Unlike Latin, Italian is a living language with antique and modern traces, spoken today by almost 200,000 people as a first or second language; as such, it is a language of interest to travelers who desire to be more than tourists.
Italian is the fourth most studied foreign language in the world.
Italian is a language and culture studied for many reasons, including discovering more about one’s heritage. After thorough study, students can also decide to work or study in Italy, teach Italian, become tourist guides, interpreters, or translators.
Arabic is spoken natively by over 400 million people across the world, making it the fifth most widely spoken language. It is also an official language of United Nations (UN), World Bank (WB), International Monetary Fund (IMF), International Olympic Committee (IOC), Inter-Parliamentary Union (IPU), and many other international organizations. Arabic belongs to the Semitic language family, and its contribution is evident in many languages. Highly frequent English words like ‘alcohol’, ‘algebra’, ‘cotton’, ‘soda’, and ‘sugar’, are all derived from Arabic. Similar considerations apply to Persian in which nearly 50% of its vocabulary comes from Arabic. Since Arabic and Hebrew are related linguistically, they also share numerous linguistic concepts, including morphological, phonological, and semantic. With that being stated, learning Arabic can be a bridge in learning other languages spoken in Middle East and Africa. Additionally, learning Arabic allows you to communicate with millions around the world along with gaining profound insights into the political, cultural, historical and religious values of the Arabic-speaking countries. It is also a key to innumerable employment opportunities in the public, private, or non-profit sectors. Now more than ever, there is a much greater need for workers who are versed in Arabic to serve in journalism, business, foreign affairs, research, intelligence, medicine, education, and many other fields. With less than 1 percent of students studying Arabic in the States, learning Arabic will definitely help you to be distinguished among job applicants.

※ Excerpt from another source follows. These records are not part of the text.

PR #42467, opened 2022-05-21
[9.x] Added the "for" method to the Eloquent Builder and Model

ash-jc-allen:
Hey! This PR proposes a new "for" method that can be used on models and in Eloquent queries.

I've marked this as a draft PR for the time being because I'm about half way through doing it. I still need to add the "for" method to the relationships (explained in more detail below). So, I didn't want to spend too much time working on it if you didn't think it would be worth merging in.

## Context

This PR is inspired by the `whereBelongsTo` method that you can use in queries like:

```php
Post::whereBelongsTo($user)->get();
```

I like how it makes the code a lot more human-readable and avoids writing column names (e.g. - `user_id`). So, I thought I'd give it a go and see if we could add something similar for creating/updating models.

I chose the "for" name based on the fact that the functionality is similar to the "for" model factories.

## Before

Excuse the super basic examples, but they should hopefully demonstrate my general point. Before my proposed method, you could have either of these example statements:

```php
Comment::create([
    'user_id' => $user->id,
    'post_id' => $post->id,
    'content' => 'abc',
]);
```

Or...

```php
$post->comments()->create([
    'user_id' => $user->id,
    'content' => 'abc',
]);
```

Or...

```php
$comment->update([
    'user_id' => $anotherUser->id,
    'content' => 'abc',
]);
```

## After

But the problem is that there's always still another ID field in the `create` method if you're trying to make a relationship to more than one model. So, we could rewrite the queries as:

```php
Comment::for($user)
    ->for(post)
    ->create([
        'content' => 'abc',
    ];
```

Or...

```php
$post->comments()
    ->for($user)
    ->create([
        'content' => 'abc',
    ]);
```

```php
$comment->for($anotherUser)->update([
    'content' => 'abc',
]);
```

At the moment, I've only got the `Model::for()` and `$model->for()` approaches working for all the different query methods (as far as I can see, but I might have missed something). I haven't made a start on the relationships (e.g. - `$model->relationship()->for()->create()`) yet just in case this PR wasn't something that would get merged. If you think that this is something that would be valuable to other devs though, I'll carry on and get the relationships working too.

Personally, I could see this being particularly useful feature and think it'd be a nice way of making our Laravel project codebases even cleaner! 😄

Apologies, by the way, if this sort of logic already exists and I've just completely missed it.

Hopefully, it's heading in a good direction, but it's no problem if you'd rather close the PR 😄

### DIFF
--- a/src/Illuminate/Database/Eloquent/Builder.php
+++ b/src/Illuminate/Database/Eloquent/Builder.php
@@ -1434,8 +1434,8 @@ class Builder implements BuilderContract
     /**
      * Set the foreign key for a relationship to another model.
      *
-     * @param  Model  $model
-     * @param  string  $relationship
+     * @param  \Illuminate\Database\Eloquent\Model  $model
+     * @param  string|null  $relationship
      * @return $this
      */
     public function for($model, $relationship = null)
--- a/src/Illuminate/Database/Eloquent/Builder.php
+++ b/src/Illuminate/Database/Eloquent/Builder.php
@@ -681,7 +681,7 @@ class Builder implements BuilderContract
      */
     public function get($columns = ['*'])
     {
-        $builder = $this->applyScopes();
+        $builder = $this->where($this->mergeForeignKeys([]))->applyScopes();
 
         // If we actually found models we will also eager load any relationships that
         // have been specified as needing to be eager loaded, which will solve the
--- a/src/Illuminate/Database/Eloquent/Builder.php
+++ b/src/Illuminate/Database/Eloquent/Builder.php
@@ -537,7 +537,7 @@ class Builder implements BuilderContract
      */
     public function firstOrNew(array $attributes = [], array $values = [])
     {
-        if (! is_null($instance = $this->where($attributes)->first())) {
+        if (! is_null($instance = $this->where($this->mergeForeignKeys($attributes))->first())) {
             return $instance;
         }
 
@@ -553,7 +553,7 @@ class Builder implements BuilderContract
      */
     public function firstOrCreate(array $attributes = [], array $values = [])
     {
-        if (! is_null($instance = $this->where($attributes)->first())) {
+        if (! is_null($instance = $this->where($this->mergeForeignKeys($attributes))->first())) {
             return $instance;
         }
 
--- a/src/Illuminate/Database/Eloquent/Builder.php
+++ b/src/Illuminate/Database/Eloquent/Builder.php
@@ -681,7 +681,7 @@ class Builder implements BuilderContract
      */
     public function get($columns = ['*'])
     {
-        $builder = $this->where($this->mergeForeignKeys([]))->applyScopes();
+        $builder = $this->applyScopes();
 
         // If we actually found models we will also eager load any relationships that
         // have been specified as needing to be eager loaded, which will solve the
--- a/src/Illuminate/Database/Eloquent/Builder.php
+++ b/src/Illuminate/Database/Eloquent/Builder.php
@@ -1155,10 +1155,8 @@ class Builder implements BuilderContract
      */
     protected function mergeForeignKeys($attributes)
     {
-        if (count($this->for)) {
-            foreach ($this->for as $model) {
-                $attributes[$model['foreignKey']] = $model['model']->getKey();
-            }
+        foreach ($this->for as $model) {
+            $attributes[$model['foreignKey']] = $model['model']->getKey();
         }
 
         return $attributes;
--- a/src/Illuminate/Database/Eloquent/Builder.php
+++ b/src/Illuminate/Database/Eloquent/Builder.php
@@ -128,6 +128,13 @@ class Builder implements BuilderContract
     protected $removedScopes = [];
 
     /**
+     * The models that the queried models will be related to via a foreign key.
+     *
+     * @var array
+     */
+    protected $for = [];
+
+    /**
      * Create a new Eloquent query builder instance.
      *
      * @param  \Illuminate\Database\Query\Builder  $query
@@ -146,7 +153,7 @@ class Builder implements BuilderContract
      */
     public function make(array $attributes = [])
     {
-        return $this->newModelInstance($attributes);
+        return $this->newModelInstance($this->mergeForeignKeys($attributes));
     }
 
     /**
@@ -534,7 +541,7 @@ class Builder implements BuilderContract
             return $instance;
         }
 
-        return $this->newModelInstance(array_merge($attributes, $values));
+        return $this->newModelInstance($this->mergeForeignKeys(array_merge($attributes, $values)));
     }
 
     /**
@@ -550,7 +557,7 @@ class Builder implements BuilderContract
             return $instance;
         }
 
-        return tap($this->newModelInstance(array_merge($attributes, $values)), function ($instance) {
+        return tap($this->newModelInstance($this->mergeForeignKeys(array_merge($attributes, $values))), function ($instance) {
             $instance->save();
         });
     }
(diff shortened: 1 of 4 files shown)


michaelnabil230:
Nice job 👍🏻

driesvints:
@ash-jc-allen remember that draft PRs aren't reviewed

ash-jc-allen:
Hey, @driesvints! Sorry, I completely forgot about that.

I know that you won't review the PR whilst it's a draft, but from looking at the code examples in the PR description, would you say it's worth me carrying on with it? I wouldn't want to spend too much time on it if you don't think it's something that could get merged :)

driesvints:
Hey @ash-jc-allen, I don't review PR's, only Taylor does. So please mark this as ready if you want a review from him.

ash-jc-allen:
I think that this is probably ready now for some kind of review. Apologies that this one has sat as a draft for so long! I've added some basic tests for each of the methods that I've updated too.

I fully expect that I've probably missed something here or overlooked something. But, hopefully, it should be headed in the right direction and might be something that you think would be helpful for other developers.

If it's something that you might consider merging, please let me know if you'd like me to make any changes 😄

src/Illuminate/Database/Eloquent/Builder.php
```diff
@@ -1140,6 +1147,23 @@ protected function addUpdatedAtToUpsertColumns(array $update)
...
 
+    /**
+     * Merge the attributes that will be used in the query with the specific foreign keys.
+     *
+     * @param array $attributes
+     * @return array
+     */
+    protected function mergeForeignKeys($attributes)
+    {
+        if (count($this->for)) {
```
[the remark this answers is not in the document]
ash-jc-allen: Thanks for picking up on that for me. It was something I'd put in when I was first tinkering with another idea. But, I've taken that out now :)

deleugpn:
When I saw the tweet about for on Eloquent I expected something to do with loops. Personally I prefer the explicit definition of the columns,  but if this were to be merged I think I would prefer `belongingTo(...)` than `for`

3x1io:
Awesome 👍

dillingham:
> When I saw the tweet about for on Eloquent I expected something to do with loops. Personally I prefer the explicit definition of the columns,  but if this were to be merged I think I would prefer `belongingTo(...)` than `for`

Disagree.. a model is a single entity.. not a collection. Also loop is not assumed for factories.  I've thought "for" so many times. Happy to see a PR for it

Haythamasalama:
I think it's a great idea but I think the name method it's good to be `by()` to avoid misunderstanding

src/Illuminate/Database/Eloquent/Relations/HasOneOrMany.php
```diff
@@ -295,6 +320,27 @@ public function saveMany($models)
         return $models;
     }
 
+    /**
+     * Set the foreign key for a relationship to another model.
+     *
+     * @param Model $model
+     * @param string $relationship
+     * @return $this
+     */
```
driesvints, line 327: Please make sure your docblocs are in the same style as the rest of the framework (spaces & FQN).

ash-jc-allen: Apologies, I completely forgot to format them before I pushed up. I've just pushed an update to them, so they should hopefully be okay now? :)

lepikhinb:
IMO it would be great if the method also called `whereBelongsTo`, so then we would have a neat syntax for `firstOrCreate` and similar methods.

```php
$post->views()
    ->for($user)
    ->firstOrCreate([]);
```
```php
$video->templates()
    ->for($parentTemplate)
    ->firstOrCreate([], [
        'elements' => $parentTemplate->elements,
    ]);
```

taylorotwell:
I'm just thinking:

```php
Comment::for($user)
    ->for(post)
    ->where('status', 'published')
    ->firstOrCreate([
        'content' => 'abc',
    ]);
```

It feels a bit ambiguous to me what this query would be. It feels like I would expect it to search for comments that belong to a given user and post that also have a given status and content. But, right now, it seems with this PR in its current state it would search for ANY comment with the given status and content - regardless of the user and post it belongs to.

ash-jc-allen:
@taylorotwell Yeah the more that I look at your example, the more I agree with that. Based on that, do you want me to put together a quick change for the `firstOrCreate` method to try this out? :)

lepikhinb:
@taylorotwell that’s what I was thinking as well. It would probably be cool to have a combined method. But it also shouldn’t be limited to relations.

Say, we have a `having` method (it’s already reserved, but I can’t think of a better name right now), which would modify all `create`, `update` and `get` queries.

Then the following query:
```php
Comment::query()
    ->having($user)
    ->having('status', 'published')
    ->first();
```

Would be transformed into:
```php
Comment::query()
    ->where('user_id', $user->id)
    ->where('status', 'published')
    ->first();
```

And the query as:
```php
Comment::query()
    ->having($user)
    ->having('status', 'published')
    ->create(['content' => $content]);
```

Will get transformed into:
```php
Comment::query()
    ->create([
        'user_id' => $user->id,
        'status' => 'published',
        'content' => $content,
    ]);
```

So, this could become a pretty versatile helper for all create / update / firstOr / updateOr / get methods.

ash-jc-allen:
I've updated this now so that if you use `for()` in a query (like in your example), it'll add the "for"s as `where` constraints.

For example:

```php
Comment::for($user)
    ->for(post)
    ->where('status', 'published')
    ->firstOrCreate([
        'content' => 'abc',
    ]);
```

This would attempt to find a comment that belongs to `$user` and belongs to `$post`. If it can't find one, it'll create a post that belongs to `$user` and belongs to `$post`.

I started adding the "for" functionality to the `get()` and `first()` methods, but didn't know if they were needed, so I reverted them back for the time being.

Hopefully, this should be working as expected 🙂

taylorotwell:
@ash-jc-allen can you summarize where you can and can't use `for` based on the current state of this PR? I've gotten a bit lost on what methods support it, what relationships support it, etc.

ash-jc-allen:
Yeah, I've got a bit lost too because I've not looked at it in a few days. As far as I'm aware, it affects the following methods:

### Builder/Model

make
```php
Comment::for($user)->make(...);
```

create
```php
Comment::for($user)->create(...);
```

forceCreate
```php
Comment::for($user)->forceCreate(...);
```

update (the `for` relationship is not applied to the search. It's only used for setting data that will be stored in the DB)
```php
Comment::for($user)->update(...);
```

firstOrNew (the `for` relationship is also applied to the search for the "first")
```php
Comment::for($user)->firstOrNew([], []);
```

firstOrCreate (the `for` relationship is also applied to the search for the "first")
```php
Comment::for($user)->firstOrCreate([], []);
```

updateOrCreate (the `for` relationship is also applied to the search for the "update")
```php
Comment::for($user)->updateOrCreate([], []);
```

### HasOneOrMany

make
```php
$post->comments()->for($user)->make([...]);
```

create
```php
$post->comments()->for($user)->create([...]);
```

forceCreate
```php
$post->comments()->for($user)->forceCreate([...]);
```

update (the `for` relationship is not applied to the search. It's only used for setting data that will be stored in the DB)
```php
$post->comments()->for($user)->update([...]);
```

firstOrNew (the `for` relationship is also applied to the search for the "first")
```php
$post->comments()->for($user)->firstOrNew([...], [...]);
```

firstOrCreate (the `for` relationship is also applied to the search for the "first")
```php
$post->comments()->for($user)->firstOrCreate([...], [...]);
```

updateOrCreate (the `for` relationship is also applied to the search for the "update")
```php
$post->comments()->for($user)->updateOrCreate([...], [...]);
```

taylorotwell:
I kinda think I will hold off on this for now. I worry it will be a bit too implicit and magical as to what is going on and will be hard to remember exactly what is happening in each scenario vs. just actually setting where clauses explicitly in the code.

ash-jc-allen:
@taylorotwell That's a totally fair point, and I agree. It was a worth a shot and I'm glad I got chance to explore the idea and scratch an itch 😄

The Department of Languages, Literatures, and Cultures follows a communicative approach that integrates reading, writing, speaking, and listening, as well as functional and structural skills. Instruction is provided in Modern Standard Arabic, which is a key in facilitating communication regardless of regional dialects. Three levels of Arabic are offered for students with a wide range of academic backgrounds and abilities: beginning, intermediate, and advanced. Students with no background in Arabic should register for LARA 100, which is offered each Fall. Students at more advanced levels can request independent studies. Besides working to improve our students’ linguistic and communicative competence, we provide courses that will acquaint them with the cultures, religious heterogeneity (Islam, Christianity, and Judaism), political systems, media networks, economics, and literatures of the Arabic-speaking countries. Lastly, our students benefit from Arabic language partners, language-computer lab, skilled tutors, and a rich variety of cultural events organized by CSU Arabic Club, including movies, cooking workshops, and field trips.
Though not a minored program, the Department of Languages, Literatures, and Cultures, offers course instruction in Korean with Korean Instructor Kyeoung Hee "Kate" Kim. Courses include beginner course LKOR 100, intermediate course LKOR 200, and advanced Korean LKOR 380A1.